(Collected data)
· · · · ·

PR #10, opened 2015-07-09
Exit code argument for showHelp

eush77:
Printing usage text in response to `--help` argument is a normal execution but showing help and terminating the app for other reasons is often not.

For example, on my system `sed --help` shows help for `sed` and exits with code 0, but `sed -x` prints

```
sed: invalid option -- 'x'
```

followed by (mostly) the same usage text and exits with non-zero code 4. However, there is currently no way to implement this behavior using meow's `showHelp` method.

### DIFF
--- a/index.js
+++ b/index.js
@@ -26,9 +26,9 @@ module.exports = function (opts, minimistOpts) {
 	var pkg = typeof opts.pkg === 'string' ? require(path.join(parentDir, opts.pkg)) : opts.pkg;
 	var argv = minimist(opts.argv, minimistOpts);
 	var help = '\n' + indentString(pkg.description + (opts.help ? '\n\n' + opts.help : '\n'), '  ');
-	var showHelp = function () {
+	var showHelp = function (code) {
 		console.log(help);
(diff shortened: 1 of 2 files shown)


sindresorhus:
Node 0.12 has a [`process.exitCode`](https://nodejs.org/api/process.html#process_process_exitcode) setter ([polyfill](https://github.com/isaacs/exit-code)). I wonder if it would be better to just use that instead?

Relevant: https://github.com/sindresorhus/meow/issues/4#issuecomment-119185677

eush77:
Personally I like the explicitness and brevity of

```
cli.showHelp(1);
```

but this problem can indeed be solved with current API. Feel free to close this PR then.

sindresorhus:
I'll keep it open. Need to think about this.

sindresorhus:
Landed: https://github.com/sindresorhus/meow/commit/03c4a0f8f5077a1466432bd138f95b2be0572809

eush77:
Woo-hoo!

Issue #12, opened 2015-10-29
Outputs "undefined" if there is no description


callumlocke:
I don't want to output my package.json description at the top of my CLI's help text. There's no obvious way to disable this.

I tried passing in a custom pkg object, omitting the description field:

```js
import meow from 'meow';
import pkg from '../package.json';

const cli = meow(`
  Blah blah blah.
`, {
  pkg: {version: pkg.version}
});
```

...but this results in:

```sh
$ foo --help
  undefined

  Blah blah blah.
```

I guess I could set the description to `""` but that feels like a hack and leaves an extra newline.

This is a nice little library btw!

sindresorhus:
Why would you not want to show the description? It's a nice UX for the users.

callumlocke:
Sure, but I want to write my own description inside my help text, not necessarily identical to the one in package.json.

The pkg description is written for things like npm search results. If someone has already installed the app and is asking for help on the command line, it's a different context imo and calls for a more practical introduction sentence. In some cases anyway.

callumlocke:
(I agree inserting the pkg description is a sensible default though)

sindresorhus:
That's a good point. Didn't think of that use-case.

PR #13, opened 2015-10-29
Don't output pkg description if undefined

callumlocke:
See #12.


sindresorhus:
I don't think having to pass a modified `pkg` object is a good solution. Would be better to add a `description` option that can be either a custom description or `false` to disable, like the `version` option.

kevva:
> Would be better to add a description option that can be either a custom description or false to disable, like the version option.

:+1:

callumlocke:
I agree, I'll update the PR

callumlocke:
closing this in favour of #14

PR #14, opened 2015-10-29
Add description option

### LINKED ISSUE #12: Outputs "undefined" if there is no description

callumlocke:
fixes #12

### DIFF
--- a/readme.md
+++ b/readme.md
@@ -79,6 +79,15 @@ Type: `object`, `array`, `string`
 
 Can either be a string/array that is the `help` or an options object.
 
+##### description
+
+Type: `string`, `boolean`
+Default: The package.json `"description"` property
+
+A description to show above the help text.
+
+Set it to `false` to disable it altogether.
+
 ##### help
 
 Type: `string`, `boolean`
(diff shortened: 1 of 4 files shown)


readme.md
```diff
@@ -79,6 +79,15 @@ Type: `object`, `array`, `string`
 
 Can either be a string/array that is the `help` or an options object.
 
+##### description
+
+Type: `string`, `boolean`
+Default: The package.json `"description"` property
+
+A description to show at the top of the help text.
```
sindresorhus: `at the top of`  → `above`

sindresorhus:
Looks good. Can you add a test?

sindresorhus:
Perfect.

PR #15, opened 2015-11-07
Add shortcut for resolving relative paths

denysdovhan:
I like meow and want to make it better.

In my own cli apps I often write `cwd`-method that resolves relative filenames and current working dir. So, I propose to add this feature into **meow**.

I've already written tests and desc for `cwd`-method, so please check my changes and merge if it'll be useful for everyone.

### DIFF
--- a/index.js
+++ b/index.js
@@ -52,6 +52,10 @@ module.exports = function (opts, minimistOpts) {
 		process.exit(code || 0);
 	};
 
+	var cwd = function (filename) {
+		return path.resolve(process.cwd(), filename || '');
+	};
+
 	if (argv.version && opts.version !== false) {
 		console.log(typeof opts.version === 'string' ? opts.version : pkg.version);
 		process.exit();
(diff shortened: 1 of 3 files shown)


sindresorhus:
Can you provide an example of when you would need something like this?

denysdovhan:
Of course.
[Here is example from textr-cli](https://github.com/denysdovhan/textr-cli/blob/dev/cli/index.js#L46-L52), that reads stdin or specified filename

sindresorhus:
All those uses are moot, though. You can pass relative paths directly to any core method, including the `fs` methods. No need to resolve it first.

denysdovhan:
Hmm. Sometimes I have problems with relative paths. Maybe it only my fault.

sindresorhus:
Yeah, I'm gonna pass on this. I very seldom have the need to resolve my paths and when I do, it's only `path.resolve('.', filename)`.

denysdovhan:
Okay, thanks.

PR #19, opened 2015-12-10
add type inference option

### LINKED ISSUE #17: Turn off cli args type detection by default
Can be turned on in an option.

I've had so many problems with it.

The latest: https://github.com/chalk/chalk-cli/pull/2

What should the option be named?

-

Note to self: Remove all instances of `string: ['_']` in my modules when this is done.

SamVerschueren:
Adds the option `inferType` to the options object. It's `false` by default which means that command line arguments are not parsed. (fixes #17)

Also fixed tests with latest AVA.

### DIFF
--- a/index.js
+++ b/index.js
@@ -25,8 +25,13 @@ module.exports = function (opts, minimistOpts) {
 			cwd: parentDir,
 			normalize: false
 		}).pkg,
-		argv: process.argv.slice(2)
+		argv: process.argv.slice(2),
+		inferType: false
 	}, opts);
+
+	if (opts.inferType === false) {
+		minimistOpts = objectAssign(minimistOpts || {}, {string: ['_']});
+	}
 
 	if (Array.isArray(opts.help)) {
 		opts.help = opts.help.join('\n');
--- a/index.js
+++ b/index.js
@@ -31,8 +31,12 @@ module.exports = function (opts, minimistOpts) {
 
 	minimistOpts = objectAssign({string: ['_']}, minimistOpts);
 
-	if (opts.inferType === false && minimistOpts.string.indexOf('_') === -1) {
+	var index = minimistOpts.string.indexOf('_');
+
+	if (opts.inferType === false && index === -1) {
 		minimistOpts.string.push('_');
+	} else if (opts.inferType === true && index !== -1) {
+		minimistOpts.string.splice(index, 1);
 	}
 
 	if (Array.isArray(opts.help)) {
--- a/index.js
+++ b/index.js
@@ -29,8 +29,10 @@ module.exports = function (opts, minimistOpts) {
 		inferType: false
 	}, opts);
 
-	if (opts.inferType === false) {
-		minimistOpts = objectAssign(minimistOpts || {}, {string: ['_']});
+	minimistOpts = objectAssign({string: ['_']}, minimistOpts);
+
+	if (opts.inferType === false && minimistOpts.string.indexOf('_') === -1) {
+		minimistOpts.string.push('_');
 	}
 
 	if (Array.isArray(opts.help)) {
--- a/package.json
+++ b/package.json
@@ -49,7 +49,13 @@
   },
   "devDependencies": {
     "ava": "*",
+    "execa": "^0.1.1",
     "indent-string": "^2.1.0",
     "xo": "*"
+  },
+  "xo": {
+    "ignores": [
+      "test.js"
+    ]
   }
 }
--- a/readme.md
+++ b/readme.md
@@ -131,7 +131,15 @@ Custom arguments object.
 Type: `boolean`  
 Default: `false`
 
-Set it to `true` to enable type inference.
+Set it to `true` to enable argument type inference.
+
+###### example
+
+```
+$ ./foo-app.js 5
+```
+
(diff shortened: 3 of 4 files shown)


test.js
```diff
@@ -21,46 +23,29 @@ test('return object', t => {
...
 test('support help shortcut', t => {
 	const cli = fn(['unicorn', 'cat']);
 	t.is(cli.help, indentString('\nCLI app helper\n\nunicorn\ncat', '  '));
-	t.end();
 });
 
-test('spawn cli and show version', t => {
-	t.plan(2);
+test('spawn cli and show version', async t => {
+	const {stdout} = await execa('./fixture.js', ['--version'], {cwd: __dirname});
```
sindresorhus: You don't have to set `cwd`. It's always `__dirname`.

readme.md
```diff
@@ -126,6 +126,13 @@ Default: `process.argv.slice(2)`
 
 Custom arguments object.
 
+##### inferType
+
+Type: `boolean`  
+Default: `false`
+
+Set it to `true` to enable type inference.
```
sindresorhus: > Type inference.

Maybe also include an example of what `type inference` means in this context.

index.js
```diff
@@ -25,9 +25,14 @@ module.exports = function (opts, minimistOpts) {
 			cwd: parentDir,
 			normalize: false
 		}).pkg,
-		argv: process.argv.slice(2)
+		argv: process.argv.slice(2),
+		inferType: false
 	}, opts);
 
+	if (opts.inferType === false) {
+		minimistOpts = objectAssign(minimistOpts || {}, {string: ['_']});
```
sindresorhus: This will override any `string` config the user does. We should instead make it foolproof by ensuring `string` always contains `'_'`.

test.js
```diff
@@ -1,6 +1,8 @@
 import childProcess from 'child_process';
 import test from 'ava';
 import indentString from 'indent-string';
+import execa from 'execa';
+import {version as pkgVersion} from './package.json';
 import fn from './';
```
sindresorhus:
```js
global.Promise = Promise;
```

to fix the tests

test.js
```diff
@@ -1,6 +1,8 @@
 import childProcess from 'child_process';
 import test from 'ava';
 import indentString from 'indent-string';
+import execa from 'execa';
+import {version as pkgVersion} from './package.json';
```
sindresorhus:
```js
import pkg from './package.json';
```

is cleaner

index.js
SamVerschueren: Good point!

readme.md
```diff
@@ -126,6 +126,21 @@ Default: `process.argv.slice(2)`
...
 Custom arguments object.
 
+##### inferType
+
+Type: `boolean`  
+Default: `false`
+
+Set it to `true` to enable argument type inference.
+
+###### example
```
SamVerschueren: Not sure about the example.

test.js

· · · · ·

WHAT YOU SHOULD DO
All lines with the word "means" are needed; pull them from the entries and copy each.

TASK RESPONSE
Adds the option `inferType` to the options object. It's `false` by default which means that command line arguments are not parsed. (fixes #17)
Maybe also include an example of what `type inference` means in this context.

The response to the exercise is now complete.